Speed up datashader rendering of points (#557)

timtreis · web-flow · commit 44b07206a0e8 · 2026-03-27T14:03:00.000+01:00
diff --git a/src/spatialdata_plot/pl/_datashader.py b/src/spatialdata_plot/pl/_datashader.py
@@ -62,19 +62,27 @@ def _build_datashader_color_key(
     """Build a datashader ``color_key`` dict from a categorical series and its color vector."""
     na_hex = _hex_no_alpha(na_color_hex) if na_color_hex.startswith("#") else na_color_hex
     colors_arr = np.asarray(color_vector, dtype=object)
-    if len(colors_arr) != len(cat_series.codes):
+    categories = np.asarray(cat_series.categories, dtype=str)
+    codes = np.asarray(cat_series.codes)
+
+    if len(colors_arr) != len(codes):
         logger.warning(
-            f"color_vector length ({len(colors_arr)}) does not match categorical series length "
-            f"({len(cat_series.codes)}); some categories may receive the na_color fallback."
+            f"color_vector length ({len(color_vector)}) does not match categorical series length "
+            f"({len(codes)}); some categories may receive the na_color fallback."
         )
+
+    # Use np.unique to find the first occurrence of each category in one pass,
+    # avoiding a Python loop over all points.  See #379.
+    unique_codes, first_indices = np.unique(codes, return_index=True)
+
     first_color: dict[str, str] = {}
-    for code, color in zip(cat_series.codes, colors_arr, strict=False):
-        if code < 0:
+    for code, idx in zip(unique_codes, first_indices, strict=True):
+        if code < 0 or idx >= len(colors_arr):
             continue
-        cat_name = str(cat_series.categories[code])
-        if cat_name not in first_color:
-            first_color[cat_name] = _hex_no_alpha(color) if isinstance(color, str) and color.startswith("#") else color
-    return {str(c): first_color.get(str(c), na_hex) for c in cat_series.categories}
+        c = colors_arr[idx]
+        first_color[categories[code]] = _hex_no_alpha(c) if isinstance(c, str) and c.startswith("#") else c
+
+    return {cat: first_color.get(cat, na_hex) for cat in categories}
 
 
 def _inject_ds_nan_sentinel(series: pd.Series, sentinel: str = _DS_NAN_CATEGORY) -> pd.Series:
diff --git a/src/spatialdata_plot/pl/render.py b/src/spatialdata_plot/pl/render.py
@@ -51,6 +51,7 @@
 from spatialdata_plot.pl.utils import (
     _ax_show_and_transform,
     _convert_shapes,
+    _datashader_canvas_from_dataframe,
     _decorate_axs,
     _get_collection_shape,
     _get_colors_for_categorical_obs,
@@ -81,14 +82,15 @@ def _want_decorations(color_vector: Any, na_color: Color) -> bool:
     cv = np.asarray(color_vector)
     if cv.size == 0:
         return False
-    unique_vals = set(cv.tolist())
-    if len(unique_vals) != 1:
+    # Fast check: if any value differs from the first, there is variety → show decorations.
+    first = cv.flat[0]
+    if not (cv == first).all():
         return True
-    only_val = next(iter(unique_vals))
+    # All values are the same — suppress decorations when that value is the NA color.

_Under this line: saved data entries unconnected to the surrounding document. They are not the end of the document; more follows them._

PR #717, opened 2021-01-23
Run functions locally

pPrecel:
**Description**

- Add new command (`kyma run function`)
- Implement ability of running functions locally
- Upgrade the method of the finalization  (after `ctrl+c`)

**Related issue(s)**

https://github.com/kyma-project/kyma/issues/9508
https://github.com/kyma-incubator/hydroform/pull/186


internal/cli/finalizer.go
```diff
@@ -0,0 +1,54 @@
...
+
+import (
+	"fmt"
+	"os"
+	"os/signal"
+	"syscall"
+	"time"
+)
+
+const timeout = 5
```
clebs, line 11: Please add the unit of the timeout here, `5` by itself doesn't mean anything.
```suggestion
const timeout = 5 * time.Second
```

internal/cli/finalizer.go
```diff
@@ -0,0 +1,54 @@
...
+
+type Finalizer struct {
+	notify func(c chan<- os.Signal, sig ...os.Signal)
+	exit   func(int)
+	funcs  []func()
+}
+
+func NewFinalizer() *Finalizer {
+	return &Finalizer{
+		notify: signal.Notify,
```
clebs, line 21: This field is not needed, you can just call `signal.Notify()` directly in the relevant place.

internal/cli/finalizer.go
```diff
@@ -0,0 +1,54 @@
...
+		exit:   os.Exit,
```
clebs, line 22: This field is not needed, you can just call `os.Exit()` directly in the relevant place.

internal/cli/finalizer.go
```diff
@@ -0,0 +1,54 @@
...
+	}
+}
+
+func (f *Finalizer) Add(function func()) {
+	f.funcs = append(f.funcs, function)
+}
+
+func (f *Finalizer) SetupCloseHandler() {
```
clebs, line 30: Why have a separate function to activate the finaliser? I would expect this code to be part of `NewFinalizer()`.
The constructor should deliver a ready to use object

internal/cli/finalizer.go
```diff
@@ -0,0 +1,54 @@
...
+			lastChan <- struct{}{}
+		}()
+
+		go func() {
+			time.Sleep(time.Second * timeout)
+			lastChan <- struct{}{}
+		}()
+
+		<-lastChan
+		fmt.Printf("\r- Signal '%v' received from Terminal. Exiting...\n ", sig)
```
clebs, line 51: Shouldn't this message be printed in line 35? Finalizer functions could take a while to complete, giving the user the impression that the CLI froze.

cmd/main.go
```diff
@@ -1,34 +1,20 @@
...
 
 	_ "k8s.io/client-go/plugin/pkg/client/auth/gcp"
 )
 
 func main() {
-	setupCloseHandler()
-	command := kyma.NewCmd(cli.NewOptions())
+	fin := cli.NewFinalizer()
+	fin.SetupCloseHandler()
+	command := kyma.NewCmd(cli.NewOptions(fin))
```
clebs, line 14: Since there is only one initialisation for the finalizer and no dynamic fields at this point in time, maybe we can move this code to `cli.NewOptions()`.

internal/cli/options.go
```diff
@@ -10,9 +10,12 @@ type Options struct {
 	Verbose bool
 	step.Factory
 	KubeconfigPath string
+	Finalizer      *Finalizer
```
clebs, line 13: From the consumer perspective this contains 0 or more finalizers, not just 1. I would call the field `Finalizers`.
That way, when adding, it looks more natural: `opts.Finalizers.Add(...)`.

internal/cli/finalizer_test.go
```diff
@@ -0,0 +1,205 @@
+package cli
```
clebs, line 1: Please add `t.Parallel()` as the first line of tests whenever possible.

go.mod
```diff
@@ -5,48 +5,45 @@ go 1.14
 replace (
 	github.com/hashicorp/consul v0.0.0-20171026175957-610f3c86a089 => github.com/hashicorp/consul/sdk v0.7.0
 	github.com/hashicorp/consul/api v1.3.0 => github.com/hashicorp/consul/api v0.0.0-20191112221531-8742361660b6
+	github.com/kyma-incubator/hydroform/function => github.com/pPrecel/hydroform/function v0.0.0-20210206085647-39a02f919fe9
```
clebs, line 8: Please remove this replace directive.

go.mod
```diff
@@ -5,48 +5,45 @@ go 1.14
...
 	github.com/blang/semver/v4 v4.0.0
 	github.com/briandowns/spinner v1.12.0
 	github.com/containerd/cgroups v0.0.0-20201119153540-4cbc285b3327 // indirect
-	github.com/containerd/containerd v1.4.2 // indirect
-	github.com/containerd/continuity v0.0.0-20200710164510-efbc4488d8fe // indirect
 	github.com/coreos/etcd v3.3.13+incompatible // indirect
 	github.com/daviddengcn/go-colortext v1.0.0
-	github.com/docker/cli v0.0.0-20200130152716-5d0cf8839492
-	github.com/docker/docker v1.4.2-0.20200203170920-46ec8731fbce
+	github.com/docker/cli v20.10.3+incompatible
```
clebs, line 24: Both docker dependencies are heavily used by the `kyma install` command when installing from local sources into a remote cluster.
Did you test that it still works?

clebs (changes requested):

internal/cli/finalizer.go
pPrecel: 👍

internal/cli/finalizer.go
pPrecel: This function included in the struct body because testing purposes. I'm replacing this method with my fixed method during tests.

internal/cli/finalizer.go
pPrecel: This function included in the struct body because testing purposes. I'm replacing this method with my fixed method during tests.

internal/cli/finalizer.go
pPrecel: It is ready to use ;) And you can use it by the `SetupCloseHandler` method. In my opinion, both solutions are acceptable.

internal/cli/finalizer.go
pPrecel: Hmm you are right. I will change it

cmd/main.go
pPrecel: Finalization of the program is an important step in the life cycle of the application, exactly like running the main cmd line loop. I think that hiding it in the `cli.NewOptions()` method is not the best way to do ;) But of course, I can do this

internal/cli/options.go
pPrecel: good point!

internal/cli/finalizer_test.go
pPrecel: 👍

go.mod
pPrecel: I can't because my second PR is still in review. I will change it later (before merge)

go.mod
pPrecel: Good question. Maybe first I should try to migrate to the previous version of these dependencies

internal/cli/options.go
pPrecel: :)

internal/cli/finalizer.go
clebs: Ah I see... that is a good point. In that case I guess we can keep it to mock sys calls.

internal/cli/finalizer.go
clebs: If I call `NewFinalizer()`, I always have to call `SetupCloseHandler()` afterwards, there is no use case without calling the second function.
So we might as well simplify the contract and need only to call the constructor.

go.mod
clebs: I thought so yes, just a reminder so that we do not forget.

go.mod
clebs: It is fine to upgrade them, but we need to be sure nothing breaks.

cmd/main.go
clebs: Ok yes, having it explicitly can be a good reason to have it in the `main`.

Still it bothers me a little that it is a constructor parameter that might not be necessary many times (calling a constructor with `nil` params usually is a smell)

go.mod
pPrecel: Ok I will check this ;)

internal/cli/finalizer.go
pPrecel: But this will complicate my tests. After this PR I will take another issue around the finalizer (Issue is not created yet). Can we talk about it during next review?

cmd/main.go
pPrecel: Ok. I will move this to the NewOptions method ;)

go.mod
pPrecel: I tested provisioning and installation. Everything works for me

docs/gen-docs/kyma_run_function.md
```diff
@@ -0,0 +1,40 @@
...
+
+```bash
+kyma run function [flags]
+```
+
+## Options
+
+```bash
+      --containerName string   The name of the created container.
+  -d, --detach                 Change this flag to true if you don't want to follow the container logs after run'.
```
kazydek, line 19:
```suggestion
  -d, --detach                 Change this flag to "true" if you don't want to follow the container logs after running the Function.
```

docs/gen-docs/kyma_run_function.md
```diff
@@ -0,0 +1,40 @@
...
+  -e, --env stringArray        The system environments witch which the container will be run.
```
kazydek, line 20:
```suggestion
  -e, --env stringArray        The system environments the container will be run with.
```

docs/gen-docs/kyma_run_function.md
```diff
@@ -0,0 +1,40 @@
...
+  -f, --filename string        Full path to the config file.
+      --imageName string       Full name with tag of the container.
```
kazydek, line 22:
```suggestion
      --imageName string       Full name with the container's tag.
```

docs/gen-docs/kyma_run_function.md
```diff
@@ -0,0 +1,40 @@
...
+  -p, --port string            The port on which the container will be exposed. (default "8080")
```
kazydek, line 23:
```suggestion
  -p, --port string            The port on which the container will be exposed. (default "8080").
```

docs/gen-docs/kyma_run_function.md
kazydek: Or: `Full name with the tag of the container.` but I guess the above version is shorter.

docs/gen-docs/kyma_run_function.md
pPrecel: `(default "8080")` documentation generator adds this dot :D

docs/gen-docs/kyma_run_function.md
pPrecel: I removed this flag

docs/gen-docs/kyma_run_function.md
pPrecel: I removed this flag

docs/gen-docs/kyma_run_function.md
pPrecel: Done, thanks!

docs/gen-docs/kyma_run_function.md
```diff
@@ -0,0 +1,40 @@
...
+  -h, --help                Displays help for the command.
+      --kubeconfig string   Specifies the path to the kubeconfig file. By default, Kyma CLI uses the KUBECONFIG environment variable or "/$HOME/.kube/config" if the variable is not set.
+      --non-interactive     Enables the non-interactive shell mode.
+  -v, --verbose             Displays details of actions triggered by the command.
+```
+
+## See also
+
+* [kyma run](#kyma-run-kyma-run)	 - 
+
```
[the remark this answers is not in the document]
pPrecel: Yeaaah :D Done, thanks

docs/gen-docs/kyma_run_function.md
```diff
@@ -0,0 +1,40 @@
+---
+title: kyma run function
+---
+
+Run functions locally.
+
+## Synopsis
+
+Use this command to run function in docker from local sources.
```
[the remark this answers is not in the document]
pPrecel: Done! Thanks!

docs/gen-docs/kyma_run.md
```diff
@@ -0,0 +1,25 @@
...
+  -h, --help                Displays help for the command.
+      --kubeconfig string   Specifies the path to the kubeconfig file. By default, Kyma CLI uses the KUBECONFIG environment variable or "/$HOME/.kube/config" if the variable is not set.
+      --non-interactive     Enables the non-interactive shell mode.
+  -v, --verbose             Displays details of actions triggered by the command.
+```
+
+## See also
+
+* [kyma](#kyma-kyma)	 - Controls a Kyma cluster.
+* [kyma run function](#kyma-run-function-kyma-run-function)	 - Run functions locally.
```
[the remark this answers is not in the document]
pPrecel: Done done 👍

docs/gen-docs/kyma_run.md
```diff
@@ -0,0 +1,25 @@
+---
+title: kyma run
+---
+
+
+
+## Synopsis
+
+
```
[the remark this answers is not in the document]
pPrecel: yup, thanks a lot

docs/gen-docs/kyma_run_function.md
kazydek: Sorry, my bad.

kazydek (dismissed):
🎉

cmd/kyma/run/function/function.go
```diff
@@ -0,0 +1,140 @@
...
+		Use:   "function",
+		Short: "Runs Functions locally.",
+		Long:  `Use this command to run a Function in Docker from local sources.`,
+		RunE: func(cmd *cobra.Command, args []string) error {
+			return c.Run()
+		},
+	}
+
+	cmd.Flags().StringVarP(&o.Filename, "filename", "f", "", `Full path to the config file.`)
+	cmd.Flags().StringVarP(&o.Dir, "sourceDir", "d", "", `Full path to the folder with the source code.`)
```
m00g3n, line 40: Can we change `sourceDir` to `source-dir`?

cmd/kyma/run/function/function.go
```diff
@@ -0,0 +1,140 @@
...
+	cmd.Flags().StringVar(&o.ContainerName, "containerName", "", `The name of the created container.`)
```
m00g3n, line 41: Can we change `containerName` to `container-name`?

docs/gen-docs/kyma_run_function.md
```diff
@@ -0,0 +1,38 @@
...
+```
+
+## Options
+
+```bash
+      --containerName string   The name of the created container.
+      --detach                 Change this flag to "true" if you don't want to follow the container logs after running the Function.
+  -f, --filename string        Full path to the config file.
+  -p, --port string            The port on which the container will be exposed. (default "8080")
+  -d, --sourceDir string       Full path to the folder with the source code.
```
m00g3n, line 22: If we change the `sourceDir` to `source-dir` we need to update docs.

docs/gen-docs/kyma_run_function.md
```diff
@@ -0,0 +1,38 @@
...
+Use this command to run a Function in Docker from local sources.
+
+```bash
+kyma run function [flags]
+```
+
+## Options
+
+```bash
+      --containerName string   The name of the created container.
```
m00g3n, line 18: If we change the `containerName` to `container-name` we need to update docs.

internal/cli/finalizers.go
```diff
@@ -0,0 +1,58 @@
...
+
+	return fin
+}
+
+func (f *Finalizers) Add(function func()) {
+	f.funcs = append(f.funcs, function)
+}
+
+func (f *Finalizers) setupCloseHandler() {
+	c := make(chan os.Signal, 2)
```
m00g3n, line 34: Do we need buffer of 2 here?

cmd/kyma/run/run.go
```diff
@@ -0,0 +1,19 @@
...
+	"github.com/kyma-project/cli/internal/cli"
+	"github.com/spf13/cobra"
+)
+
+//NewCmd creates a new run command
+func NewCmd(o *cli.Options) *cobra.Command {
+	cmd := &cobra.Command{
+		Use:   "run",
+		Short: "Runs resources locally.",
+		Long:  `Use this command to run resources from the local configuration.`,
```
clebs, line 14: This might not be true for all subcommands. First level commands should have a very broad documentation since we will be adding many other subcommands in the future.

go.mod
```diff
@@ -5,6 +5,8 @@ go 1.14
 replace (
 	github.com/hashicorp/consul v0.0.0-20171026175957-610f3c86a089 => github.com/hashicorp/consul/sdk v0.7.0
 	github.com/hashicorp/consul/api v1.3.0 => github.com/hashicorp/consul/api v0.0.0-20191112221531-8742361660b6
+	// Remove this line before merge
+	github.com/kyma-incubator/hydroform/function => github.com/pPrecel/hydroform/function v0.0.0-20210222074129-f7f7a52ff8a0
```
clebs, line 9: Still can't approve with this line in the mod file

clebs (changes requested):

cmd/kyma/run/run.go
kazydek: @clebs This long description already seems quite generic - which part seems not to be true and how would you change it?

clebs: The part that might not be true is `local configuration`.

clebs (approved):

kazydek (approved):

     na_hex = na_color.get_hex()
-    if isinstance(only_val, str) and only_val.startswith("#") and na_hex.startswith("#"):
-        return _hex_no_alpha(only_val) != _hex_no_alpha(na_hex)
-    return bool(only_val != na_hex)
+    if isinstance(first, str) and first.startswith("#") and na_hex.startswith("#"):
+        return _hex_no_alpha(first) != _hex_no_alpha(na_hex)
+    return bool(first != na_hex)
 
 
 def _reparse_points(
@@ -782,6 +784,10 @@ def _render_points(
     # from the registered points (see above) avoids duplicate-origin ambiguities.
     color_table_name = table_name
 
+    # When color was already loaded from a table (line 690), pass it directly
+    # to avoid a redundant get_values() call inside _set_color_source_vec.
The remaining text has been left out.